A startup coming out of stealth mode sees untapped opportunity in an already crowded application performance monitoring (APM) and network monitoring market to address what is sees are critical gaps in visibility created by the advent of hyper-converged, virtualized data centre.
Chia-Chee Kuan, president and CEO of Santa Clara, Calif.-based Uila, said the virtualized data centre has given enterprises new ways of doing things but it also presents challenges for IT teams tasked to manage infrastructure and keep it stable as they do not have application visibility: “We think that’s a big gap.”
In some cases, he said, this lack of visibility can mean it takes days for them to solve a problem, which means IT infrastructure is spending a lot of time troubleshooting and not innovating.
There are in fact two gaps that Uila is looking to address, said Kuan. The first is between the application level and the virtual infrastructure, the latter populated with VMware, KVM and Microsoft Hyper-V. The second gap is between that virtual infrastructure and the actual physical infrastructure made up of compute, networking and storage.
Uila doesn’t see itself as APM tool, said Kuan, as it is more focused on assisting people who manage infrastructure. But in a hyper-converged environment, he said it’s critical to be able to look at all three components of the physical infrastructure. Some tools look at networking but not compute and storage, for example. “We don’t see a tool like ours that covers everything.”

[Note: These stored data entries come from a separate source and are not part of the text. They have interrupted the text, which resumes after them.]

PR #6761, opened 2021-10-11
Fix HumanEntity#drop not updating the client inventory

### LINKED ISSUE #6760: Player::dropItem not work like expected
### Expected behavior

When use the method `player.dropItem(true)` the player drop the item (all stack) in hand.

### Observed/Actual behavior

When use the method the item drop but still show in hotbar, but if you click the item in hotbar then disapear.

### Steps/models to reproduce

Using player.dropItem in any cases.

### Plugin and Datapack List

Plugins: ConterCraft, CoreProtect, FastAsyncWorldEdit (WorldEdit), HackedCore*, HackedServer*, LibsDisguises, LuckPerms, PlugMan, ProtocolLib, SentryIntegration, spark

DataPacks: [vanilla (built-in)], [file/bukkit (world)], [file/VoidDimension-v1.2.zip (world)], [file/InfectionAdvancements-v.1.zip (world)], [file/FarmingLandDimension-v1.0.zip (world)], [file/BunnyBurrowDimension-v1.0.zip (world)]

### Paper version

Paper version git-Paper-325 (MC: 1.17.1) (Implementing API version 1.17.1-R0.1-SNAPSHOT) (Git: 4a0d935)

### Other

This working fine in 1.16.5, in the last version need use updateInventory for avoid glitch.

Machine-Maker:
Fixes #6760

### DIFF
--- a/patches/server/0965-Fix-HumanEntity-drop-not-updating-the-client-inv.patch
+++ b/patches/server/0965-Fix-HumanEntity-drop-not-updating-the-client-inv.patch
@@ -1,0 +1,30 @@
+From 0000000000000000000000000000000000000000 Mon Sep 17 00:00:00 2001
+From: Jake Potrebic <jake.m.potrebic@gmail.com>
+Date: Sun, 10 Oct 2021 18:18:01 -0700
+Subject: [PATCH] Fix HumanEntity#drop not updating the client inv
+
+== AT ==
+public net.minecraft.server.level.ServerPlayer containerSynchronizer
+
+diff --git a/src/main/java/org/bukkit/craftbukkit/entity/CraftHumanEntity.java b/src/main/java/org/bukkit/craftbukkit/entity/CraftHumanEntity.java
+index 11a06cd0a9cee01107941a2294fbcb493a11ab63..e54574c60c5cbc4e083c4ca11e0b7dd49bd03478 100644
+--- a/src/main/java/org/bukkit/craftbukkit/entity/CraftHumanEntity.java
++++ b/src/main/java/org/bukkit/craftbukkit/entity/CraftHumanEntity.java
+@@ -749,8 +749,15 @@ public class CraftHumanEntity extends CraftLivingEntity implements HumanEntity {
+     // Paper end
+     @Override
+     public boolean dropItem(boolean dropAll) {
+-        if (!(this.getHandle() instanceof ServerPlayer)) return false;
+-        return ((ServerPlayer) this.getHandle()).drop(dropAll);
++        // Paper start - notify client of remote slot change
++        if (!(this.getHandle() instanceof ServerPlayer player)) return false;
++        boolean success = player.drop(dropAll);
++        if (!success) return false;
++        final net.minecraft.world.entity.player.Inventory inv = player.getInventory();
++        final java.util.OptionalInt optionalSlot = player.containerMenu.findSlot(inv, inv.selected);
++        optionalSlot.ifPresent(slot -> player.containerSynchronizer.sendSlotChange(player.containerMenu, slot, inv.getSelected()));
++        return true;
++        // Paper end
+     }
+ 
+     @Override


patches/server/0826-Fix-HumanEntity-drop-not-updating-the-client-inv.patch
```diff
@@ -0,0 +1,18 @@
...
+
+diff --git a/src/main/java/net/minecraft/server/level/ServerPlayer.java b/src/main/java/net/minecraft/server/level/ServerPlayer.java
+index 11f46c1b8f4c8414e0667d1873542c17d6e01f2a..93eb8f8d1d535c1d64a4580eea3ca42a1d0c7673 100644
+--- a/src/main/java/net/minecraft/server/level/ServerPlayer.java
++++ b/src/main/java/net/minecraft/server/level/ServerPlayer.java
+@@ -2273,6 +2273,7 @@ public class ServerPlayer extends Player {
+ 
+         this.containerMenu.findSlot(playerinventory, playerinventory.selected).ifPresent((i) -> {
+             this.containerMenu.setRemoteSlot(i, playerinventory.getSelected());
++            this.containerSynchronizer.sendSlotChange(this.containerMenu, i, playerinventory.getSelected()); // Paper - notify client of remote slot change
```
kennytv: This results in unnecessary updates in case of even cancellation (and for any call that isn't from the HumanEntity#dropItem method), you should move it up to the actual cb method

kennytv (dismissed):

Machine-Maker:
Rebased for 1.18.1

Owen1212055 (approved):
Fixes the issue, tested...

NoahvdAa (approved):

lynxplay (commented):
The AT should be moved into the patch before merge, presumably our new maintainer can do that while merging tho :)

patches/server/0878-Fix-HumanEntity-drop-not-updating-the-client-inv.patch
```diff
@@ -0,0 +1,27 @@
...
++++ b/src/main/java/org/bukkit/craftbukkit/entity/CraftHumanEntity.java
+@@ -715,8 +715,14 @@ public class CraftHumanEntity extends CraftLivingEntity implements HumanEntity {
+     // Paper end
+     @Override
+     public boolean dropItem(boolean dropAll) {
+-        if (!(this.getHandle() instanceof ServerPlayer)) return false;
+-        return ((ServerPlayer) this.getHandle()).drop(dropAll);
++        // Paper start - notify client of remote slot change
++        if (!(this.getHandle() instanceof ServerPlayer player)) return false;
++        boolean success = player.drop(dropAll);
```
lynxplay: What is preventing us from technically returning early here ?
`success` should be false only if no item was dropped whatsoever, so we could skip some logic here unless I am missing something.

Machine-Maker: That's the purpose of the PR. To fix the desync. The server can cancel the drop when the client expects it to drop, so we need to resync.

Machine-Maker:
Rebased for 1.19.3

patches/server/0878-Fix-HumanEntity-drop-not-updating-the-client-inv.patch
lynxplay: Was it ? At least in my testing the issue was that the client specifically does *not* expect an item drop and hence
does not update the inventory.

> When use the method the item drop but still show in hotbar, but if you click the item in hotbar then disapear.
The issue seems to match that.

Machine-Maker: Yeah, that sounds right. I guess I totally forgot what this was about. The cancellation logic for PlayerDropItemEvent handles updating the inventory.

lynxplay (approved):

Uila’s taps into network packets from virtual switches to understand which virtual machine is serving which application, as well as other details such as application transaction times, said Kuan. “We analyze every packet that goes in and out of each virtual machine.”
The metadata that is collected gets carried over into an information controller and then to Uila’s cloud-based analytics, although customers do have the option of an on-premises deployment model, said Kuan. The infrastructure team is able to see everything together, from the virtual layer to the physical layer. “The visibility from top to bottom is complete.”

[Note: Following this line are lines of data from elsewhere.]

PR #435, opened 2026-08-11
docs(openspec): record the filter-query semantics #416 shipped

tsenoner:
Closes the OpenSpec debt left by #416.

#416 was ~1,600 lines across 22 files. It **redefined `NOT`** for every saved query, added the `ANY_VALUE` presence sentinel, added the inclusive `gte`/`lte` operators, and rewrote the EAT reliability filter — and it shipped with no `openspec/changes/` entry. `AGENTS.md` makes `openspec/specs/` the source of truth for current behaviour, and `openspec/specs/` carried **no filter-query capability at all**, so nothing outside the source recorded the one rule every saved query depends on.

This adds the change retroactively and archives it, so `openspec/specs/filter-query-semantics/` becomes true.

## What the spec now states

Eight requirements, each with scenarios, all derived from the code on `main`:

- **`NOT` is scoped to proteins that carry a value** — `difference(proteinsWithAnyValue(annotations), matches)`, not a set complement. That is what makes `NOT (is N/A)` mean exactly "has any value", and what makes the hand-written `AND NOT (is N/A)` guard redundant. For a group the scope is "carries a value for **at least one** of the annotations", not all.
- **Presence sentinels** — `NA_VALUE` / `ANY_VALUE` as exact complements, carried in `values` on the categorical side and `presence` on the numeric side, evaluated identically.
- **Presence unions with the comparison** — `>= 0.5` plus an N/A chip reads "at least 0.5, or no value at all". A null is matched *only* by an explicit N/A chip; no comparison operator ever matches one.
- **`ANY_VALUE` is exclusive** — selecting it replaces the selection and locks the rest out, enforced in the picker, the categorical select handler and the numeric chip handler.
- **One readiness rule** — a numeric condition is configured when it has its operator's bounds **or** a presence chip; an unready condition stays a match-all no-op.
- **Inclusive `gte`/`lte`**, and switching operator nulls the bound the new operator does not use.
- **The EAT reliability filter** is `EAT_confidence >= x` + N/A chip. It was `NOT(EAT_confidence < x)`, which kept curated points only as a side effect of the old complement — under the new `NOT` it would have hidden every one of them.
- **Previews agree with results** — the picker's `NOT` count is the has-a-value slice minus the carriers *inside that slice*, cross-checked against `evaluateQuery`; `countNumericMatches` walks `protein_ids` so a sparse column can't undershoot.

## What it deliberately does not state

The findings from the #416 review that were reported and left unfixed are recorded as **Non-Goals / Open Questions in `design.md`**, not as requirements — a spec should not bless a known gap:

- the numeric row's live count ignores `logicalOp`, so a `NOT`'d numeric row previews the un-negated count;
- reliability-condition orphaning, fixed separately in #427 by keying on a declared owner rather than the condition's shape;
- `presence?: string[]` as a 3-state enum modelled as an unbounded array;
- the Kleene / SQL-NULL refactor that would make `NOT` fall out as `defined ∖ matched` and delete `collectAnnotations` + `proteinsWithAnyValue`;
- the `<option>` list being the one un-type-checked half of the operator table.

`tasks.md` records every task against the commit that actually did it (`e27c7be8`, `1aedc853`, `a3b65b2a`, `082b8b75`), since the work is already on `main`.

The five stale `NOT(EAT_confidence < x)` requirements in `add-eat-visualization` were already corrected in #416 and are untouched here.

## Verification

- `openspec validate --all --strict` — **16 passed, 0 failed**, including the new `spec/filter-query-semantics`
- `pnpm format:check` clean
- Docs-only: no source, no tests, no behaviour change.

https://claude.ai/code/session_01HGVhbzHK79uUDaJPhTDu9c

### DIFF
--- a/openspec/changes/archive/2026-08-11-add-filter-presence-semantics/.openspec.yaml
+++ b/openspec/changes/archive/2026-08-11-add-filter-presence-semantics/.openspec.yaml
@@ -1,0 +1,2 @@
+schema: spec-driven
+created: 2026-08-11
--- a/openspec/changes/archive/2026-08-11-add-filter-presence-semantics/design.md
+++ b/openspec/changes/archive/2026-08-11-add-filter-presence-semantics/design.md
@@ -1,0 +1,138 @@
+## Context
+
+The query builder evaluates a `FilterQuery` — a list of conditions and groups — into a `Set<number>`
+of protein indices (`query-evaluate.ts`). Conditions come in two kinds that had drifted apart:
+categorical conditions selected values from a list that already contained the `NA_VALUE` sentinel,
+while numeric conditions had only an operator and one or two bounds and no concept of a missing
+value at all.
+
+`NOT` lived at the combining level, applied as `allIndices ∖ itemResult`. Because a protein missing
+a value simply fails every condition, complementing swept all of them in. Two consequences shaped
+this change:
+
+1. Users wrote `NOT (X) AND NOT (is N/A)` by hand, and the second half is the part that is hard to
+   discover — a negation that silently answers with the un-annotated majority looks like a data bug,
+   not a semantics choice.
+2. The EAT reliability slider (`control-bar.setEatConfidenceThreshold`) had been built to exploit the
+   sweep: `NOT(EAT_confidence < x)` kept curated proteins visible only because they are null and the
+   complement returned them. That made the reliability filter's correctness depend on a defect.
+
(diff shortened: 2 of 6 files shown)


tsenoner:
Superseded — merged into `feat/filter-design-system` instead, so the OpenSpec catch-up lands together with #417 rather than separately. #417's own closing OpenSpec change is going onto the same branch.

Nothing here is dropped: every commit is now on `feat/filter-design-system`.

In the past, it would be necessary to get a variety of otherwise siloed team members together when issues occurred and applications were slowing down, said Kuan, but now it’s possible to have all information from an application transaction to quickly pinpoint the cause of the problem as well as predict what may happen in the future to support business-level decisions to optimize infrastructure.

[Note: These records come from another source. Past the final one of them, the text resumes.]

PR #476, opened 2026-09-04
Landing page redesign

peymanvahidi:
I redesigned the landing page, I think now we can showcase the features that we have in ProtSpace better. 

This is the initial idea. check it out and tell me what you think.

I think we should do couple of iterations on adding some other datasets, changing some texts and a bit more polishing. Also it's a bit interactive, which is also sth I like :)


t03i:
Absolutely love the redesign! I would say ship it and iterate over it on main 😍

peymanvahidi:
Works for me!

tsenoner:
Screenshot 2026-09-16 at 18 44 24

peymanvahidi:
- Border lines around the data points are too dark
- Add "shift + hover" option
- add lables for "venom kunitz", "snaclec", "arthropod" families in the landing page.
- consider adding an option to add lable on the plot
  - maybe taking top 40% of the data that have the most density.
- remove the 3 lables -> ProtT5-umap, num proteins, sp demo bundle
- text: Explore protein language model embeddings overlaid with biology — and see what sequence similarity can’t.
- button for docs
- remove the "Projection quality" part
- make the web page cleaner

PR #478, opened 2026-09-10
feat(webgl): add contour and density plots

peymanvahidi:
Now we have a new drop down (next to search field) which you can switch between density plot and contour plot.

some notes:
- we can change the drop down and move it do settings. I just put it here for ease of use, I have no preferences regarding this.
- we have off/auto/on options for each. I was thinking that we can only keep the auto and off. for auto mode when you zoom in after a threshold you'll see the scatterplot without density/contours, which is nice (I guess).
- also take a closer look to contour lines, their colors are mixing with each other. a feature that I like.
- some knobs, like opacity of contour backgrounds, thickness of the lines, etc can be set. I chose these for now.
- Not sure if density plot is sth that we would like to keep. the logic behind is that the colors of the data points which are overlapping are being mixed.

Screenshot 2026-09-10 at 14 41 19

Screenshot 2026-09-10 at 14 40 53


peymanvahidi:
I made the lines thicker and I also suggest to:
- make the default `shape size` to `5`
- preserve the `shape size` when switching annotations. I think it's more convenient

in this pic the lines are thicker and the `shape size` is 5

Screenshot 2026-09-10 at 21 28 22

peymanvahidi:
maybe we can add a feature that when we zoom, the dots gets a bit larger

tsenoner:
TODO: make contours based on the categories and not one merged density contour with overlapping colors.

Stephen Hendrick, principal analyst for application development and deployment research at Enterprise Strategy Group, said Uila is not the only vendor thinking this way, but it’s one of the first to have a comprehensive offering in what is a crowded and relatively immature market. “In this space, what differentiates the new breed of players from what’s come before is how much continuous data collection is done.”
While many vendors have taken a log-based approach, Uila is very focused on data packets, noted Hendricks, and although the company doesn’t see itself as an APM vendor, he sees its offering falling into that category, adding that vendors who do APM across the entire stack are able to understand a lot about the network too.
Hendricks said agent-based APM is hard to implement and is usually done selectively for mission-critical applications. Uila’s agentless approach can look at the performance of all applications. “They do packet-level data collection in real-time and do it in a very comprehensive way,” he said. “Looking at the virtual switches gives them a lot of detail. That’s the secret sauce.”
Having holistic, continuous data collection allows an organization to be more data driven, but it’s not easy to do, said Hendricks. And it’s also very early days for all of the various tools designed to monitor enterprise infrastructure, whether it’s application performance or network behaviour. Down the road, he could see data collection and data analysis as two different disciplines that vendors could specialize in, but for now most are going to purport to offer one-stop shopping.